This also means I will be living on less money per month, and tightening the belt even more, until I am reimbursed, which I can do at any time. (I am currently researching recipes for grass stew, if anyone has any to share.) And I will be walking a financial tightrope of trying to get reimbursed before any bills get returned to me. I've managed so far, but as I'm more than doubling the deduction this time, this is a big step even if only for a short while. The deductions will continue for twelve months, but by June the debt payments will be finished and I can breathe a little.

It has been this financial struggle that has been at the core of my decisions over these last few years. While many may see these as excuses not to 'get out there,' this was indeed my reality. If there is not enough money at the end of a month for even one movie ticket, how can there be enough for two? With the price of gas fluctuating, what do I need to give up in order to fill my tank to get to work when gas is high again? Can I afford that extra tank of gas this month if I drive any more than what I currently do? Yes, even my gas is budgeted. My income is limited, and became even more so when my district instituted furlough days cutting my salary. Until I was able to refinance, I had to resort to using my savings just to survive, which then depleted my savings rather quickly, as I didn't have millions tucked away, unfortunately.
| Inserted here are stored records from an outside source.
PR #2585, opened 2023-09-09
feat(sessions): Create Session/ Get Transcripts/ Get Takeaways

### LINKED ISSUE #1911: [Piece]: Sessions
Sessions.us can be integrated  for major activities

Owlcept:
## What does this PR do?

This PR does the following:

# New Piece: Sessions

- Create a Session (returns id and link)
- Get Transcripts from Sessions
- Get Takeaways from Sessions

Fixes activepieces/under-review#589


Owlcept:
Ooops, I see, linting issues, let me fix

Owlcept:
one last lint issue, but in one of the files I use let x in <list>, it is not very happy with this, should I convert it to const x ?

abuaboud:
HI @Owlcept I just noticed the issue is not descriptive but I think most important usecases are all related to triggers, I think sessions.us support webhooks, do you think we can do that?

Owlcept:
> HI @Owlcept I just noticed the issue is not descriptive but I think most important usecases are all related to triggers, I think sessions.us support webhooks, do you think we can do that?

Yes! I did not even realize they had webhooks, let me add that in as well!

Owlcept:
[Here](https://resources.sessions.us/resources/help-center/tools-files-integrations/integrations/webhooks#4744bee67526412fb8fb4462a6dc7a2f) is the relevant info just incase

Owlcept:
@abuaboud Webhooks have been added! Still may not pass due to some warnings but they are there and good - they are based on the gravityform type of typehooks as Sessions does it the same way all webhooks are treated the same way from what I can tell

Recently, several people have suggested I find a roommate to increase my cash flow. One person was even shocked I didn't already have one being I live in a large four bedroom house. Earlier, I tried, but no one even answered my ads except someone who needed to move immediately! (I saw many red flags on that one.) I knew of two guys I would have considered as roommates, but neither opportunity panned out. So, I have come to accept that I was meant to go through this phase alone in order to learn some lessons:
  1. I am a survivor, I have been through other difficult times, financial or otherwise, and made it. I will make it to May.
  2. I am self-reliant. I have learned to rely on myself and myself alone. I don't need anyone else.
  3. I am strong. I will do what it takes to survive. I may not like it, but I can do it. And I will.
  4. And, perhaps, the fact that since I've gone through this alone, I will appreciate my success all that more.
I've also come to realize that roommates are like boyfriends and pets. The right one will appear at the right time, if the Universe so decrees.

So, what am I doing to help me make it through this dark patch? I will work out a timeline to determine when to submit receipts for reimbursement before bills are returned. I have signed up to do some tutoring after school for some additional pay. It's not much, but every little bit helps. I will continue whatever cost-cutting measures I need to, like shopping at off-chain markets, buying off-brand items, increase using coupons, only buy what I absolutely need, etc. After all, this is only for a short period of time.

Another bit of news is that my union and district are negotiating a new contract, which includes a possible pay raise. And there is an offer on the table from the district, so I'm hopeful of something. However, my instinct is that it will be settled toward the end of the school year when the district sees how much money it didn't spend, if any; and when I've been through the rough patch. So, because my financial picture is improving due to:
  • all my personal debt being paid off soon;
  • a possible raise in the future, and maybe even retroactive to the beginning of the school year,
I'm feeling better about some things.

While I'm not expecting my financial picture to look like this one:

 I'm thinking it will be more like this:

 But, this doesn't mean I'm ready to date.